═══ DATA FOR THIS EXERCISE ═══
PR #6228, opened 2026-07-24
Fix PayPal refund webhook StatementTimeout in the shared-capture sibling scan

gumclaw:
## What

Splits the PayPal refund-webhook shared-capture sibling scan (`PaypalChargeProcessor.refund_purchase`) into two per-index queries instead of one relation combined with `.or`, unioning the resulting ids in Ruby. The guard's behavior and result set are unchanged.

## Why

The combined OR query made MySQL refuse both secondary indexes and range-scan the `purchases` PRIMARY key. Verified against production with the incident's actual values (read-only audited console, 2026-07-24):

- Combined OR (current code): `key=PRIMARY`, `rows=164,836,256` — exceeds the 5-minute `max_execution_time` and raises `ActiveRecord::StatementTimeout` on every run.
- Split query A (capture id): `key=index_purchases_on_stripe_transaction_id`, 2 rows, **1ms**.
- Split query B (order id): `key=index_purchases_on_paypal_order_id`, 2 rows, **2ms**.

Consequence of the timeout: `PAYMENT.CAPTURE.REFUNDED` / `PAYMENT.CAPTURE.REVERSED` webhooks could never record a refund for any purchase carrying a `paypal_order_id` — the Sidekiq job died on the sibling scan before reaching the guard's decision, silently (no Sentry sibling-guard notification, no refund row). This is why a COMPLETED PayPal refund on a real purchase went unrecorded for hours and needed a manual console recording with an extended statement timeout.

Refs antiwork/gumroad-private#1267 (ask 3: "why did PAYMENT.CAPTURE.REFUNDED not record the refund and why does the recording transaction exceed the default statement timeout" — this was the mechanism; the recording path itself is fast once the scan is indexed).

## Before/After

Not a UI change — webhook/background code path only, no user-facing surface renders differently. The artifact is the spec run + production EXPLAIN evidence:

spec results

## QA steps

1. Review the EXPLAIN evidence above (from the live incident's capture/order ids).
2. Confirm the split queries are logically equivalent to the previous OR relation: same three predicates per branch, `|=` union dedupes ids.
3. Run the guard's spec block locally: `bundle exec rspec spec/business/payments/charging/implementations/paypal/paypal_charge_processor_spec.rb -e "shared by multiple purchases"`.

## Test results

```
7 examples, 0 failures
```

All 7 existing shared-capture guard specs (block/notify on failed sibling, same-capture sibling, NULL-price sibling; allow on different-capture sibling, free sibling; REVERSED blocked; DENIED unaffected) pass unchanged — no spec edits were needed because the change is behavior-preserving.

(The wider `handle_order_events` block has 2 pre-existing local-env failures — a missing merchant-account seed and a Vite manifest error — both reproduced on unmodified `origin/main` in the same worktree before the change.)

---

**AI disclosure:** Generated with Claude Fable 5 (Hermes Agent, gumclaw). Instruction: root-cause gumroad-private#1267's webhook non-recording + statement-timeout ask; diagnosed via production EXPLAIN on the audited read-only console and implemented the query split with local spec verification.


gumclaw:
Self-review (adversarial pass, Claude Fable 5):

- **Equivalence:** the original relation was `(A OR B) AND price-filter`; the split applies the price filter to each branch — `(A ∧ C) ∨ (B ∧ C)` ≡ `(A ∨ B) ∧ C`, so the id set is identical. A row matching both branches appeared once in the OR pluck and appears once after `|=` (array union dedupes). Ordering is irrelevant downstream (ids are only used for `any?` and the notification payload).
- **Race window:** running two queries instead of one opens a microsecond gap where a sibling could be created between them. The original code already ran outside any transaction, and the guard is a best-effort ambiguity check that fails toward manual review, so this doesn't change the safety posture.
- **Hunted, not found:** no other caller builds this sibling scope; `refund_purchase` is the only consumer. No N+1 introduced (two point lookups, both index-backed). The `paid_or_unknown_price` string condition is unchanged semantics from the previous `.where(...)`.
- **Production proof:** EXPLAIN with the incident's values — combined OR chose `PRIMARY` at 164,836,256 rows (deterministic StatementTimeout at the 5-min cap); split queries chose `index_purchases_on_stripe_transaction_id` / `index_purchases_on_paypal_order_id` at 2 rows each, 1–2ms measured.

Payments surface — no auto-merge; leaving merge to @gianfrancopiana.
═══
WHAT YOU NEED TO DO :: Please return all of the entries exactly as they were given.

SOLUTION FOR THIS EXERCISE ::
PR #6228, opened 2026-07-24
Fix PayPal refund webhook StatementTimeout in the shared-capture sibling scan

gumclaw:
## What

Splits the PayPal refund-webhook shared-capture sibling scan (`PaypalChargeProcessor.refund_purchase`) into two per-index queries instead of one relation combined with `.or`, unioning the resulting ids in Ruby. The guard's behavior and result set are unchanged.

## Why

The combined OR query made MySQL refuse both secondary indexes and range-scan the `purchases` PRIMARY key. Verified against production with the incident's actual values (read-only audited console, 2026-07-24):

- Combined OR (current code): `key=PRIMARY`, `rows=164,836,256` — exceeds the 5-minute `max_execution_time` and raises `ActiveRecord::StatementTimeout` on every run.
- Split query A (capture id): `key=index_purchases_on_stripe_transaction_id`, 2 rows, **1ms**.
- Split query B (order id): `key=index_purchases_on_paypal_order_id`, 2 rows, **2ms**.

Consequence of the timeout: `PAYMENT.CAPTURE.REFUNDED` / `PAYMENT.CAPTURE.REVERSED` webhooks could never record a refund for any purchase carrying a `paypal_order_id` — the Sidekiq job died on the sibling scan before reaching the guard's decision, silently (no Sentry sibling-guard notification, no refund row). This is why a COMPLETED PayPal refund on a real purchase went unrecorded for hours and needed a manual console recording with an extended statement timeout.

Refs antiwork/gumroad-private#1267 (ask 3: "why did PAYMENT.CAPTURE.REFUNDED not record the refund and why does the recording transaction exceed the default statement timeout" — this was the mechanism; the recording path itself is fast once the scan is indexed).

## Before/After

Not a UI change — webhook/background code path only, no user-facing surface renders differently. The artifact is the spec run + production EXPLAIN evidence:

spec results

## QA steps

1. Review the EXPLAIN evidence above (from the live incident's capture/order ids).
2. Confirm the split queries are logically equivalent to the previous OR relation: same three predicates per branch, `|=` union dedupes ids.
3. Run the guard's spec block locally: `bundle exec rspec spec/business/payments/charging/implementations/paypal/paypal_charge_processor_spec.rb -e "shared by multiple purchases"`.

## Test results

```
7 examples, 0 failures
```

All 7 existing shared-capture guard specs (block/notify on failed sibling, same-capture sibling, NULL-price sibling; allow on different-capture sibling, free sibling; REVERSED blocked; DENIED unaffected) pass unchanged — no spec edits were needed because the change is behavior-preserving.

(The wider `handle_order_events` block has 2 pre-existing local-env failures — a missing merchant-account seed and a Vite manifest error — both reproduced on unmodified `origin/main` in the same worktree before the change.)

---

**AI disclosure:** Generated with Claude Fable 5 (Hermes Agent, gumclaw). Instruction: root-cause gumroad-private#1267's webhook non-recording + statement-timeout ask; diagnosed via production EXPLAIN on the audited read-only console and implemented the query split with local spec verification.


gumclaw:
Self-review (adversarial pass, Claude Fable 5):

- **Equivalence:** the original relation was `(A OR B) AND price-filter`; the split applies the price filter to each branch — `(A ∧ C) ∨ (B ∧ C)` ≡ `(A ∨ B) ∧ C`, so the id set is identical. A row matching both branches appeared once in the OR pluck and appears once after `|=` (array union dedupes). Ordering is irrelevant downstream (ids are only used for `any?` and the notification payload).
- **Race window:** running two queries instead of one opens a microsecond gap where a sibling could be created between them. The original code already ran outside any transaction, and the guard is a best-effort ambiguity check that fails toward manual review, so this doesn't change the safety posture.
- **Hunted, not found:** no other caller builds this sibling scope; `refund_purchase` is the only consumer. No N+1 introduced (two point lookups, both index-backed). The `paid_or_unknown_price` string condition is unchanged semantics from the previous `.where(...)`.
- **Production proof:** EXPLAIN with the incident's values — combined OR chose `PRIMARY` at 164,836,256 rows (deterministic StatementTimeout at the 5-min cap); split queries chose `index_purchases_on_stripe_transaction_id` / `index_purchases_on_paypal_order_id` at 2 rows each, 1–2ms measured.

Payments surface — no auto-merge; leaving merge to @gianfrancopiana.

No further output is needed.